In a recent SEC filing, Inception Growth Acquisition Ltd (NASDAQ:IGTA), a special purpose acquisition company with a market capitalization of $45.84 million, announced an amendment to its existing Business Combination Agreement with AgileAlgo Holdings Ltd. This amendment, dated Monday, extends the deadline for completing the proposed business combination to March 31, 2025. According to InvestingPro data, IGTA currently trades at $11.89, with notably low price volatility compared to the broader market.
The extension reflects the second amendment to the original agreement, which was initially set to conclude by November 30, 2024. The terms now include a provision allowing AgileAlgo to terminate the agreement if IGTA's common stock is delisted from the Nasdaq and not relisted on either the Nasdaq or the New York Stock Exchange by the new deadline. InvestingPro analysis indicates that IGTA's financial health score stands at FAIR, with subscribers having access to over 6 additional exclusive ProTips about the company's financial position.
The original Business Combination Agreement, signed on September 12, 2023, outlined the merger between IGTA and AgileAlgo, with the latter's shareholders, owning approximately 88.3% of AgileAlgo’s issued and outstanding shares, entering into the agreement.
The filing also details that in the event of legal proceedings against any parties to the agreement following its announcement, or if the merger is not completed in a timely manner, there could be adverse effects on the price of IGTA’s securities. Additionally, the agreement's completion is subject to several conditions, including stockholder approval.
IGTA is classified as an emerging growth company and has securities registered with the Nasdaq Stock Market LLC, including units, common stock, redeemable warrants, and rights.
In other recent news, Inception Growth Acquisition Ltd, a special purpose acquisition company, is set to be delisted from The Nasdaq Capital Market due to non-compliance with the exchange's listing requirements. The company's securities will be formally removed from Nasdaq after failing to complete a business combination within the required 36-month period post-IPO.

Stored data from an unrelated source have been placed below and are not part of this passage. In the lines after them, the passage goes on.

PR #1768, opened 2022-11-07
CMR-8732: First cut of the legacy service migration script to support DataQualitySummary migration.

ygliuvt:
In this first cut of the script, it is only coded to work with SIT. We will update the code to work with other environments as we add more data migrations.

### DIFF
--- a/legacy-migration/migrate.py
+++ b/legacy-migration/migrate.py
@@ -40,7 +40,7 @@ def migrate_row(id, name, summary, provider_guid):
               "Authorization": access_token,
               "User-id": "legacy_migration"}
 
-    resp = requests.put(f"{url_root}/ingest/dataqualitysummary/{id}?provider={providers_map[provider_guid]}",
+    resp = requests.put(f"{url_root}/ingest/providers/{providers_map[provider_guid]}/dataqualitysummaries/{id}",
                         data=json.dumps(umm),
                         headers=header)
     if resp.status_code > 300:
--- a/legacy-migration/migrate.py
+++ b/legacy-migration/migrate.py
@@ -1,0 +1,66 @@
+import json
+import oracledb
+import os
+import requests
+import time
+
+# returns strings or bytes instead of a locator
+oracledb.defaults.fetch_lobs = False
+
+user = os.environ.get('MIGRATE_USER')
+pwd = os.environ.get('MIGRATE_PWD')
+access_token = os.environ.get('ACCESS_TOKEN')
+
+url_root = "https://cmr.sit.earthdata.nasa.gov"
+providers_map = {}
+success_count: int = 0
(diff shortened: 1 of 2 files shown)


legacy-migration/migrate.py
```diff
@@ -0,0 +1,66 @@
...
+           "MetadataSpecification": {
+               "Name": "DataQualitySummary",
+               "Version": "1.0.0",
+               "URL": "https://cdn.earthdata.nasa.gov/generics/dataqualitysummary/v1.0.0"}}
+
+    header = {"Content-Type": "application/json",
+              "Authorization": access_token,
+              "User-id": "legacy_migration"}
+
+    resp = requests.put(f"{url_root}/ingest/dataqualitysummary/{id}?provider={providers_map[provider_guid]}",
```
eudoroolivares2016, line 43: With the change of the provider route no longer being a parameter we will need to change the script to
`(f"{url_root}/ingest/providers/providers_map[provider_guid]/dataqualitysummaries/{id}}`

eudoroolivares2016: ingest/providers/<Provier-id>/<plural-generic-concept>/<native-id>

daniel-zamora (approved):

legacy-migration/migrate.py
ygliuvt: Cool. updated.

legacy-migration/migrate.py
```diff
@@ -0,0 +1,66 @@
...
+               "URL": "https://cdn.earthdata.nasa.gov/generics/dataqualitysummary/v1.0.0"}}
+
+    header = {"Content-Type": "application/json",
+              "Authorization": access_token,
+              "User-id": "legacy_migration"}
+
+    resp = requests.put(f"{url_root}/ingest/providers/{providers_map[provider_guid]}/dataqualitysummaries/{id}",
+                        data=json.dumps(umm),
+                        headers=header)
+    if resp.status_code > 300:
```
jceaser, line 46: I saw this and thought >= would be better, I gripped around and did find 301 and no 300 so your probably safe, but if you happen to change for someone else, consider adding the equals.

legacy-migration/migrate.py
```diff
@@ -0,0 +1,66 @@
...
+            for r in cursor.execute(sql):
+                providers_map[r[0]] = r[1]
+
+def migrate_row(id, name, summary, provider_guid):
+    global success_count, failure_count
+    umm = {"Id": id,
+           "Name": name,
+           "Summary": summary,
+           "MetadataSpecification": {
+               "Name": "DataQualitySummary",
```
jceaser, line 35: heads up, this value _may_ change to Data Quality Summary

jceaser (approved):

PR #1772, opened 2022-11-10
CMR-8775: Control access to Generic API ingest interfaces with a new CMR configuration

eudoroolivares2016:
* Adds a configuration to block specified concepts from being ingested into CMR

### DIFF
--- a/common-lib/src/cmr/common/config.clj
+++ b/common-lib/src/cmr/common/config.clj
@@ -240,6 +240,14 @@
   {:default (approved-pipeline-documents)
    :parser #(json/parse-string % true)})
 
+(defconfig generic-ingest-disabled-list
+  "This is a toggle to disallow specified generic concepts from being ingested into CMR,
+   Should be an array of keys with the name of the schema to be disallowed from ingest
+   example [:grid :order-option], would disallow grids and order options from being ingested into CMR
+   if no concepts should be disalllowed set to an empty list"
+  {:default []
+   :parser #(json/parse-string % true)})
+
 (defn check-env-vars
   "Checks any environment variables starting with CMR_ are recognized as known environment variables.
   If any are unrecognized a warning message is logged. Usually this should be called at the start
--- a/ingest-app/src/cmr/ingest/api/generic_documents.clj
+++ b/ingest-app/src/cmr/ingest/api/generic_documents.clj
@@ -21,6 +21,7 @@
 
 (defn disabled-for-ingest?
   "Determine if a generic schema is disallowed for ingest
+   Parameters:
    * schema, the keyword name of an approved generic"
   [schema]
   (some #{schema} (cfg/generic-ingest-disabled-list)))
--- a/ingest-app/src/cmr/ingest/api/generic_documents.clj
+++ b/ingest-app/src/cmr/ingest/api/generic_documents.clj
@@ -9,6 +9,7 @@
    [cmr.common-app.api.launchpad-token-validation :as lt-validation]
    [cmr.common.generics :as gconfig]
    [cmr.common.concepts :as common-concepts]
+   [cmr.common.config :as cfg]
    [cmr.common.log :refer [debug info warn error]]
    [cmr.common.services.errors :as errors]
    [cmr.common.util :refer [defn-timed]]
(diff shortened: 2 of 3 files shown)


common-lib/src/cmr/common/config.clj
```diff
@@ -240,6 +240,14 @@
   {:default (approved-pipeline-documents)
    :parser #(json/parse-string % true)})
 
+(defconfig generic-ingest-disabled-list
+  "This is a toggle to disallow specified generic concepts from being ingested into CMR,
+   Should be an array of keys with the name of the schema to be disallowed from ingest
+   example [:grid :order-option], would disallow grids and order options from being ingested into CMR
+   if no concepts should be disalllowed set to an empty list"
```
dpesall, line 247: Maybe use the terms `prevent` and `prevented` rather than `disallow` and `disallowed` for clarity. Also I'm a bit unclear on `Should be an array`. Is this saying the generic concepts being ingest should be an array of keys?

ingest-app/src/cmr/ingest/api/generic_documents.clj
```diff
@@ -27,13 +35,17 @@
   (if-not (gconfig/approved-generic? schema version)
     (errors/throw-service-error
      :invalid-data
-     (format "The [%s] schema on version [%s] is not an approved schema. This record cannot be ingested." schema version))
-    (if-some [schema-file (gconfig/read-schema-specification schema version)]
-      (let [schema-obj (js-validater/json-string->json-schema schema-file)]
-        (js-validater/validate-json schema-obj raw-json true))
+     (format "The [%s] schema on version [%s] is not an approved schema. This record cannot be ingested" schema version))
```
dpesall, line 38: Period should be at the end of the sentence of the error message.

dpesall (changes requested):

common-lib/src/cmr/common/config.clj
dpesall: That makes sense! I would probably add in `The config's value` before the `should be an array`.

eudoroolivares2016: Good point with "disallow" that does evoke that this has something to do with Access control which it does not, will change to 'prevent'

dpesall (approved):

ingest-app/src/cmr/ingest/api/generic_documents.clj
```diff
@@ -27,13 +35,17 @@
...
-     (format "The [%s] schema on version [%s] is not an approved schema. This record cannot be ingested." schema version))
-    (if-some [schema-file (gconfig/read-schema-specification schema version)]
-      (let [schema-obj (js-validater/json-string->json-schema schema-file)]
-        (js-validater/validate-json schema-obj raw-json true))
+     (format "The [%s] schema on version [%s] is not an approved schema, this record cannot be ingested." schema version))
+    (if (disabled-for-ingest? schema)
       (errors/throw-service-error
        :invalid-data
-       (format "While the [%s] schema with version [%s] is approved, it cannot be found." schema version)))))
+       (format "The %s schema is currently disabled and cannot be ingested" schema))
```
eereiter, line 42: period after ingested.

system-int-test/test/cmr/system_int_test/ingest/generics_test.clj
```diff
@@ -26,17 +26,24 @@
...
-    (with-redefs [config/approved-pipeline-documents (fn [] {:grids ["1.0.0"]})]
+    (with-redefs [config/approved-pipeline-documents (fn [] {:grids ["1.0.0"]}) config/generic-ingest-disabled-list (fn [] [])]
       (is (true? (gcfg/approved-generic? :grids "1.0.0")) "Grids should be an approved format")
       (is (not (gcfg/approved-generic? :grid "0.0.1")) "CMR is using default configuration")
       (is (not (gcfg/approved-generic? :fake "a.b.c")) "A fake type was incorectly approved")))
-
   (testing
    "Verify that a document can be validated as approved schema."
-    (with-redefs [config/approved-pipeline-documents (fn [] {:grid ["0.0.1"]})]
+    (with-redefs [config/approved-pipeline-documents (fn [] {:grid ["0.0.1"]}) config/generic-ingest-disabled-list (fn [] [])]
```
eereiter, line 46: Can you remove the config/generic-ingest-disabled-list (fn [] [])].  Will the code still work and just use the default?

eudoroolivares2016: Yea It will. I just figured it was better to put it into that test since it is being read in the actual function. Will remove from test

eereiter: you have it in other tests, so I thought that one without would be OK.

eereiter (approved):

PR #1787, opened 2022-11-23
CMR-8712: cascading index issue

sxu123:
Association delete events need to be published when collection is deleted.  Association delete events also need to be published when generic document is deleted.

### DIFF
--- a/metadata-db-app/src/cmr/metadata_db/services/concept_service.clj
+++ b/metadata-db-app/src/cmr/metadata_db/services/concept_service.clj
@@ -893,8 +893,8 @@
                              :latest true})]
         ;;For generic associations, conceptn could appear as both source-concept
         ;;and associated-concept so it needs to tombstone additional associations.
-      (tombstone-associations context assoc-type search-params1 true concept-type)
-      (tombstone-associations context assoc-type search-params2 true concept-type)))))
+      (tombstone-associations context assoc-type search-params1 false concept-type)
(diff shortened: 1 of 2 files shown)


metadata-db-app/src/cmr/metadata_db/services/concept_service.clj
```diff
@@ -950,7 +950,17 @@
             ;; collection revision is deleted. Indexer will index the variables associated with
             ;; the collection through the collection delete event. Not the variable association
             ;; delete event.
-            (when-not skip-publication
+
+            ;; CMR-8712: After deleting a collection, searching for services, tools, and generic
+            ;; documents that are associated with the collection, still show the collection association.
+            ;; This is because skip-publication is set to true for all associations when a collection is
+            ;; deleted. Given the above comments regarding the need for the tag and variable associations
```
eudoroolivares2016, line 957:
```suggestion
            ;; deleted. The associations for tag and variables to collections should remain see above
```

eudoroolivares2016 (approved):

metadata-db-app/src/cmr/metadata_db/services/concept_service.clj
sxu123: Thanks. But "should remain" is too vague, in my opinion. I would rather summarize the huge comment block above, i.e. variable and tag association delete event should skip the publication.

zimzoom (approved):

PR #1788, opened 2022-11-29
CMR-8824 combining order options and service option schemas. so that …

eereiter:
…both can be ingested using this 1 schema.

### DIFF
--- a/schemas/resources/schemas/order-option/v1.0.0/schema.json
+++ b/schemas/resources/schemas/order-option/v1.0.0/schema.json
@@ -7,18 +7,17 @@
   "properties": {
     "Id": {
       "description": "The identifier that was assigned to this record by an older system. It is in the schema to preserve search API functionality in order to store this identifier.",
-      "type": "string",
-      "maxLength": 200
+      "type": "string"
     },
     "Name": {
       "description": "The name is a shortened name used to distinguish between other option definitions. This field must be unique per provider and is restricted to 30 characters.",
       "type": "string",
-      "maxLength": 30
+      "maxLength": 255
     },
     "Description": {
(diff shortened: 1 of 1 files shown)


ygliuvt:
Now that order-option and service-option are combined, shouldn't we delete the service-option from the generic concept schemas and configurations?

schemas/resources/schemas/order-option/v1.0.0/schema.json
```diff
@@ -7,18 +7,17 @@
   "properties": {
     "Id": {
       "description": "The identifier that was assigned to this record by an older system. It is in the schema to preserve search API functionality in order to store this identifier.",
-      "type": "string",
-      "maxLength": 200
+      "type": "string"
```
ygliuvt, line 10: Why do we remove the maxLength from the id field? I think it would be good to have a maxLength.

eereiter: Service option schema doesn't have a length associated with the ID field in the rest API.  Do you know if service option ids are stored in the same DB table as order options?  I can add the maxLength back in, I just don't want to eliminate existing data.

eereiter:
I will create another future PR to remove Service Entries and Service Options concepts from the CMR.

schemas/resources/schemas/order-option/v1.0.0/schema.json
ygliuvt: The oracle db schema has maxLength of 200 on the guid field of both tables, so maxLength of 200 will be safe.

eereiter: maxLength added back in.

sxu123 (approved):

eudoroolivares2016 (approved):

Inception Growth Acquisition Ltd has also made progress on its merger with AgileAlgo Holdings Ltd. The company has secured an extension to the Standby Equity Purchase Agreement (SEPA), signaling continued investor support. Additionally, it has reached a Sponsor Loan Conversion Agreement with Soul Venture Partners LLC and an agreement with EF Hutton LLC.
Furthermore, the company has proposed an extension to its trust account, potentially delaying the commencement of liquidation by up to six months. It has issued a non-interest bearing promissory note to its sponsor, Soul Venture Partners LLC, with a principal amount of $420,000, due upon the closing of a business combination.